Big Data Frameworks

Primary tabs

This research line has developed the ALOJA Project, an open research benchmarking and analysis platform that aims to lower the total cost of ownership (TCO) of Big Data deployments and study their performance characteristics for optimization. 

Summary

This line has produced the ALOJA benchmarking project the largest open Big Data performance repository,  with over 50,000 runs.  The searchable repository features different applications for Hadoop, software configurations, data sizes, and more than 100 different hardware deployment options.  Along with the repository, ALOJA provides open source Web Analytics and Machine Learning based tools for the analysis and characterization of results.  The Web tools offer both a fine-grain view of runs, as well as a high-level glance of aggregate results, and Predictive Analytics estimations and recommendations of configurations.

ALOJA is a long-term project aiming to automate the characterization of cost-effectiveness on Big Data deployments. The platform initially focused on on-premise Hadoop deployments, but currently covers a wide range of Iaas, PaaS and SaaS Cloud Services. Analytical services like Hive and Spark come pre-configured and ready to use, giving companies a quick entry and fast deployment of ready SQL-like solutions for their Big Data needs. In this context, ALOJA evaluates different provided solutions from main Cloud providers including Microsoft Azure, Amazon Web Services, Google, and Rackspace, from an end-user’s evaluation perspective.
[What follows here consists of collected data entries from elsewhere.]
PR #584, opened 2024-08-21
fix: test for subscribers to ipns pubsub topic

lidel:
## Description

IPNS interop tests for helia→pubsub→kubo did not execute the same tests as kubo→pubsub→helia.

Namely, publishing to IPNS was executed with assumption it will fail, as a convoluted way of confirming the kubo is not subscribed to the topic, and also kubo connectivity state is somehow taken on belief, rather than being programmatically verified:

```js
// first publish should fail because kubo isn't subscribed to key update channel
await expect(name.publish(peerId, cid)).to.eventually.be.rejected()
  .with.property('message', 'PublishError.NoPeersSubscribedToTopic')

// should fail to resolve the first time as kubo was not subscribed to the pubsub channel
await expect(last(kubo.api.name.resolve(peerId, {
  timeout: 100
}))).to.eventually.be.undefined()
```

Good news is that there are native APIs for inspecting subsub topic subscriptions, and this PR refactors test to use them and have tests in both directions do more-or-less the same thing with the same asserts.

This should make interop less brittle.

## Notes & open questions

This  PR aims to fix problem identified in https://github.com/ipfs/kubo/pull/10488#discussion_r1725736598.

## Change checklist

### DIFF
--- a/packages/interop/src/ipns-pubsub.spec.ts
+++ b/packages/interop/src/ipns-pubsub.spec.ts
@@ -78,31 +78,39 @@ keyTypes.filter(keyType => keyType !== 'RSA').forEach(keyType => {
         throw new Error('No public key present')
       }
 
-      // first publish should fail because kubo isn't subscribed to key update channel
-      await expect(name.publish(peerId, cid)).to.eventually.be.rejected()
-        .with.property('message', 'PublishError.NoPeersSubscribedToTopic')
-
-      // should fail to resolve the first time as kubo was not subscribed to the pubsub channel
+      // first call to pubsub resolver will fail but we should trigger subscribing pubsub for updates
       await expect(last(kubo.api.name.resolve(peerId, {
         timeout: 100
       }))).to.eventually.be.undefined()
 
-      // magic pubsub subscription name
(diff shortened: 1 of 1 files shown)


lidel:
I did not mean to close this, bad Github.

SgtPooki (approved):
The code looks fine to me. Seems to just be validating that Kubo is actually subscribed like you mention in the PR description.

However, I'm confused why trying to resolve the IPNS name causes Kubo to subscribe to it. Is this a Kubo specific behavior or something in a spec somewhere?

lidel:
"IPNS over pubsub" is an example of alternative way of resolving IPNS (than Amino DHT).
There is relevant spec at https://specs.ipfs.tech/ipns/ipns-pubsub-router/

Modified test's Kubo runs with ["IPNS over PubSub" experiment](https://github.com/ipfs/kubo/blob/master/docs/experimental-features.md#ipns-pubsub) enabled:
https://github.com/ipfs/helia/blob/ab6b385787075ad9932f24362293b3bb82ff1d96/packages/interop/src/fixtures/create-kubo.ts#L31

This means once we resolve IPNS name, we keep subscription to a topic specific to the name, for getting updates faster than over DHT.

SgtPooki:
@achingbrain are you good with this change?

also, since this is a published "testing" package, I think it should be "fix: " in PR title

achingbrain (approved):

Issue #585, opened 2024-08-30
Helia incompatible with latest js-stores datastores


leblowl:
Due to https://github.com/ipfs/js-stores/pull/315, it appears that any code like this is currently incompatible: https://github.com/ipfs/helia/blob/ac4bdb8a73cab23500221340830969552a1d8db6/packages/utils/src/pins.ts#L157

For now, if you are using Helia 4.2.5 and Level (for example), it looks like datastore-level < 11.0.0 is required

SgtPooki:
@leblowl FYI: libp2p2.0 is coming soon and will also be changing error codes from `.code` to `.name` so we will likely not have this change out in a new Helia release until we can bring them both in

achingbrain:
The `.code` property was re-added to the js-stores implementations by https://github.com/ipfs/js-stores/pull/320 so this issue should be fixed now.  Sorry for the disruption.

The next Helia release will switch to using the `.name` property anyway but things are backwards compatible now.

achingbrain:
I'm going to close this issue, please re-open it if you're still having problems.

PR #588, opened 2024-08-31
fix: bitswap check err.name in peer-want-lists/ledger

dozyio:
## Description

Was hitting a weird edge case where `err.code` is not set. Adding an additional check for `err.name` fixes the issue.

I was only hitting the edge case with 3+ nodes using MemoryDatastore, 2 nodes seemed fine.

## Change checklist

### DIFF
--- a/packages/bitswap/src/peer-want-lists/ledger.ts
+++ b/packages/bitswap/src/peer-want-lists/ledger.ts
@@ -125,7 +125,10 @@ export class Ledger {
           })
         }
       } catch (err: any) {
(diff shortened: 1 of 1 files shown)


dozyio:
Not sure if you want to close this PR - didn't see https://github.com/ipfs/helia/issues/585 when I stated debugging

achingbrain:
Thanks for opening this - it's been fixed upstream by https://github.com/ipfs/js-stores/pull/320 so the breakage should be over now.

The ALOJA project has created an open, vendor-neutral repository, featuring over 50,000 Hadoop job executions and their performance details. The repository is accompanied by a test-bed and tools to deploy and evaluate the cost-effectiveness of different hardware configurations, parameters and Cloud services. Despite early success within ALOJA, a comprehensive study requires automation of modeling procedures to allow an analysis of large and resource-constrained search spaces. The predictive analytics extension, ALOJA-ML, provides an automated system allowing knowledge discovery by modeling environments from observed executions. The resulting models can forecast execution behaviors, predicting execution times for new configurations and hardware choices. That also enables model-based anomaly detection or efficient benchmark guidance by prioritizing executions. In addition, the community can benefit from ALOJA data-sets and framework to improve the design and deployment of Big Data applications.

Objectives

The objective of this line is to explore and improve the scalability and cost-effectiveness of Big Data frameworks such as Hadoop and Spark, to upcoming hardware architectures including Cloud services.  With the intent to better understand the performance, therefore the costs of running different data applications through an automated benchmarking and modeling process.  By testing different deployment scenarios including: physical servers (commodity, low-power/SoC, appliances, HPC); Cloud IaaS, PaaS, and SaaS; to find optimal framework and deployment configurations and recommending application placement.  As well as to provide Analytics and Knowledge Discovery tools, to produce insights that can guide the design of cost-efficient Big Data applications.